The only thing to send back is the number of lines below that hold the string "applied".

Collected data
= Beginning of Section =
PR #15346, opened 2025-09-16
[AWS] Introduce initial alert rule templates

ghost:
## Overview

This PR introduces the first set of alert rule templates for key AWS data streams. For each stream, we selected the two most critical metrics to monitor.

### `ec2_metrics`

- **High CPU Utilization**
  - This alarm is used to detect high CPU utilization.
- **Status Check failed**
  - This alarm is used to detect the underlying problems with instances, including both system status check failures and instance status check failures.

### `lambda`

- **High Number of Throttles**
  - The alarm helps detect a high number of throttled invocation requests for a Lambda function.
- **High Number of Errors**
  - The alarm helps detect high error counts in function invocations.

### `sqs`

- **Oldest Message Name is Too High**
  - This alarm is used to detect whether the age of the oldest message in the QueueName queue is too high. **Threshold depends on situation.**
- **High Number of Visible Messages**
  - This alarm is used to detect whether the message count of the active queue is too high and consumers are slow to process the messages or there are not enough consumers to process them. **Threshold depends on situation.**

### `sns`

- **Any Message Delivery Fails**
  - This alarm helps you proactively find issues with the delivery of notifications and take appropriate actions to address them. **Threshold depends on situation.**
- **Number of Notifications Filtered Out - Invalid Attributes**
  - The alarm is used to detect if the published messages are not valid or if inappropriate filters have been applied to a subscriber.

## Checklist

## Author's Checklist

- [ ] 

## Related issues

- Closes elastic/obs-integration-team/issues/536


packages/aws/changelog.yml
```diff
@@ -1,4 +1,9 @@
 # newer versions go on top
+- version: "3.17.0"
+  changes:
+    - description: Add ec2_metrics, lambda, sqs and sns alert rule templates.
+      type: enhancement
+      link: https://github.com/elastic/integrations/pull/999
```
efd6:
```suggestion
      link: https://github.com/elastic/integrations/pull/15346
```

ishleenk17:
@gpop63 : The template will be usable from 9.2 onwards .
If yes, lets mark the PR as DON'T MERGE.

Can you please share a screenshot of how a particular alert looks like. Also, are we not adding any information about alert support in the README's ?

packages/aws/kibana/alerting_rule_template/ec2-high-cpu-utilization.json
```diff
@@ -0,0 +1,37 @@
+{
+  "id": "b6513de4-6c36-499a-8f0a-98431cd4dbee",
+  "type": "alerting_rule_template",
+  "attributes": {
+    "name": "EC2 High CPU Utilization",
+    "tags": [],
```
muthu-mps: Can we add tags?

packages/aws/kibana/alerting_rule_template/ec2-high-cpu-utilization.json
```diff
@@ -0,0 +1,37 @@
+{
+  "id": "b6513de4-6c36-499a-8f0a-98431cd4dbee",
```
muthu-mps: Should the id match with the file name of the rule_template?
`Error: defines non-matching ID`

ghost:
@ishleenk17 right now the support is not fully there we only see them under assets and in saved objects

image

packages/aws/kibana/alerting_rule_template/ec2-high-cpu-utilization.json
```diff
@@ -0,0 +1,37 @@
...
+      "thresholdComparator": ">",
+      "size": 100,
+      "esqlQuery": {
+        "esql": "FROM metrics-aws.ec2_metrics-default\n| STATS cpuutilization=avg(aws.ec2.metrics.CPUUtilization.avg) by cloud.account.id, cloud.region, aws.dimensions.InstanceId\n| WHERE cpuutilization >= 80"
+      },
+      "aggType": "count",
+      "groupBy": "all",
+      "termSize": 5,
+      "sourceFields": [],
+      "timeField": "event.ingested",
```
muthu-mps: Can the time field be @timestamp? Is there a reason for choosing event.ingested instead of @timestamp?

packages/aws/kibana/alerting_rule_template/ec2-high-cpu-utilization.json
```diff
@@ -0,0 +1,37 @@
...
+      "threshold": [
+        0
+      ],
+      "thresholdComparator": ">",
+      "size": 100,
+      "esqlQuery": {
+        "esql": "FROM metrics-aws.ec2_metrics-default\n| STATS cpuutilization=avg(aws.ec2.metrics.CPUUtilization.avg) by cloud.account.id, cloud.region, aws.dimensions.InstanceId\n| WHERE cpuutilization >= 80"
+      },
+      "aggType": "count",
+      "groupBy": "all",
```
muthu-mps: Is this groupBy not applicable while using ESQL query?

packages/aws/kibana/alerting_rule_template/ec2-high-cpu-utilization.json
```diff
@@ -0,0 +1,37 @@
...
+      "searchType": "esqlQuery",
+      "timeWindowSize": 5,
+      "timeWindowUnit": "m",
+      "threshold": [
+        0
+      ],
+      "thresholdComparator": ">",
+      "size": 100,
+      "esqlQuery": {
+        "esql": "FROM metrics-aws.ec2_metrics-default\n| STATS cpuutilization=avg(aws.ec2.metrics.CPUUtilization.avg) by cloud.account.id, cloud.region, aws.dimensions.InstanceId\n| WHERE cpuutilization >= 80"
```
muthu-mps: Applying dataset filter help fetch only the specific data for the alerting metrics. WDYT?

packages/aws/kibana/alerting_rule_template/ec2-high-cpu-utilization.json
```diff
@@ -0,0 +1,37 @@
...
+    "tags": [],
+    "ruleTypeId": ".es-query",
+    "schedule": {
+      "interval": "1m"
+    },
+    "params": {
+      "searchType": "esqlQuery",
+      "timeWindowSize": 5,
+      "timeWindowUnit": "m",
+      "threshold": [
```
muthu-mps: Similar to `groupby`. Check whether the threshold value is applied directly from ESQL query and not from here.

packages/aws/kibana/alerting_rule_template/ec2-high-cpu-utilization.json
ghost: I tried using the @timestamp field but it wasn't generating alerts. For some AWS data streams @timestamp is when the actual metric happened in AWS.

packages/aws/kibana/alerting_rule_template/ec2-high-cpu-utilization.json
ghost: The threshold is set in the esql query, this is a different property of the alert.

packages/aws/kibana/alerting_rule_template/ec2-high-cpu-utilization.json
ghost: How do we do that? also this esql query targets documents from a specific data stream/index (metrics-aws.ec2_metrics-default)

packages/aws/kibana/alerting_rule_template/ec2-high-cpu-utilization.json
ghost: The group by of actual data happens in the esql query itself, this has to be a property of the alert.

packages/aws/kibana/alerting_rule_template/ec2-high-cpu-utilization.json
daniela-elastic: What tags were you thinking of, Muthu?

packages/aws/kibana/alerting_rule_template/aws-ec2-high-cpu-utilization.json
daniela-elastic, line 1: Where do we declare which service (entity) this alert template applies to? Something like resource : aws.ec2

packages/aws/kibana/alerting_rule_template/ec2-high-cpu-utilization.json
muthu-mps: The tags can have the service name and the Alert metrics name. Similar to what I have added [here](https://github.com/muthu-mps/integrations/blob/d7ad961aeb0969ca0e9733bd13b33c3ef35e94ed/packages/azure_ai_foundry/kibana/alerting_rule_template/latency_spike.json#L6) in Azure AI Foundry.
e.g., [`AWS EC2`, `AWS EC2 CPU Utilization`].

packages/aws/kibana/alerting_rule_template/aws-ec2-high-cpu-utilization.json
ghost: I have included the service name in the name of the alert rule template. I suppose Kibana should allow us to filter by tags or by partial matches on the title of the alert rule template.

packages/aws/kibana/alerting_rule_template/ec2-high-cpu-utilization.json
```diff
@@ -0,0 +1,37 @@
...
+        0
+      ],
+      "thresholdComparator": ">",
+      "size": 100,
+      "esqlQuery": {
+        "esql": "FROM metrics-aws.ec2_metrics-default\n| STATS cpuutilization=avg(aws.ec2.metrics.CPUUtilization.avg) by cloud.account.id, cloud.region, aws.dimensions.InstanceId\n| WHERE cpuutilization >= 80"
```
muthu-mps: The field `aws.ec2.metrics.CPUUtilization.avg` is renamed [here](https://github.com/elastic/integrations/blob/ce98afae516c2d077551708248daf3d49ffeeaa9/packages/aws/data_stream/ec2_metrics/elasticsearch/ingest_pipeline/default.yml#L20). Do you think this field should be changed to `host.cpu.usage` field?

ghost: Both metrics are present but switching to the ECS field seems like the better option. Switched to `host.cpu.usage` in [d28dd85](https://github.com/elastic/integrations/pull/15346/commits/d28dd851c2b82e2634fe8a88b80e4f1eada61dcc). I had to multiply it by 100 to use percentages.

MichelLosier (approved):
Configuration looks good to me!

packages/aws/kibana/alerting_rule_template/ec2-high-cpu-utilization.json
muthu-mps: We can ignore this as we directly target against specific datastream.

muthu-mps (approved):

packages/aws/kibana/alerting_rule_template/aws-sqs-messages-visible.json
```diff
@@ -0,0 +1,28 @@
+{
+  "id": "sqs-messages-visible",
+  "type": "alerting_rule_template",
+  "attributes": {
+    "name": "[AWS SQS] Messages Visible",
+    "tags": ["AWS SQS"],
+    "ruleTypeId": ".es-query",
+    "schedule": {
+      "interval": "1m"
+    },
```
agithomas, line 10: This is applicable for all the configurations. 

Should we keep this so frequently? I suggest, this be equal to the default period value for metrics ingestion. Following so, it helps to avoid any no-data found alert (when user decides to extend the configuration)

ghost: Should we set `timeWindowSize` to match the integration period? That way, for example, every 5 minutes we’d check for alerts in documents from the past 5 minutes.

agithomas: I think, thats a resonable thing to do. The impact I assume here will be that instead of an alert being notified at the period + 1m interval, the alert will be notified at 2 x period internal. Here period is 5m for most AWS servies. 

@tommyers-elastic , what would be your recommendation?

packages/aws/manifest.yml
```diff
@@ -15,7 +15,7 @@ conditions:
   elastic:
     subscription: basic
   kibana:
-    version: "^8.19.0 || ^9.1.0"
+    version: "^9.2.1"
```
muthu-mps: @elastic/security-service-integrations team, This feature is supported starting from **9.2.1 release version**. The minimum stack version gets upgraded to 9.2.1. Since AWS integrations involve co-ownership, Could you confirm if the stack version upgrade is fine with the integrations managed by security team?

packages/aws/kibana/alerting_rule_template/aws-sqs-messages-visible.json
tommyers-elastic: i don't think we have any way to couple configs in agent policy templates with these rule configurations, so whatever we choose will have to be always added by hand. 

my only thinking here is that it doesn't make sense to run a rule more frequently than the integration collection period. matching the rule frequency with the collection period seems sensible to me.

tommyers-elastic: it's a shame there's no way to put hints in the form such that we could have something that shows up and says "should match the integration collection period" or something. if we think it's worthwhile we could suggest this as a feature.

agithomas:
Sharing a suggestion here:

Could we follows a more structured comment style - helping user to identify the purpose, default value, condition, group-by information with easily and make suggestions easier? When followed, these descriptions could be combined with other platform capabilities including AI assistant (in future, if & when needed)

Examples:

```
1. 
// Alert triggers when the maximum number of visible messages in an SQS queue
// reaches or exceeds the defined threshold (default: 1000) within the lookback window.
//
// The alert is grouped by cloud account, region, and queue name to identify
// which specific queue is experiencing backlog.
//
// To adjust sensitivity, change the `msgsvisible` threshold value in the WHERE clause.
```

```
2.
// Alert triggers when SNS notifications are being filtered out by subscription filter policies.
// A non-zero value usually indicates a mismatch between published messages and subscriber
// filter rules, which may result in messages not reaching intended consumers.
//
// The alert is grouped by cloud account, region, and topic name to identify the affected topic.
//
// To adjust sensitivity, change the `notificationsfilteredout` threshold in the WHERE clause.

```

packages/aws/manifest.yml
chrisberkhout: Ad discussed elsewhere, I think this version constraint should be left unchanged. The alerting rule template files will be built into the package and they will be installed and used on stack versions that support them

muthu-mps:
@agithomas - Apart from version dependency, Can you help with the review and approval if everything looks good?

agithomas (approved):
> @agithomas - Apart from version dependency, Can you help with the review and approval if everything looks good?

LGTM from the alerts configuration. Looking forward to have a common agreement on the version dependency before proceeding.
= End of Section =
● **EXERCISE ANSWER**:
2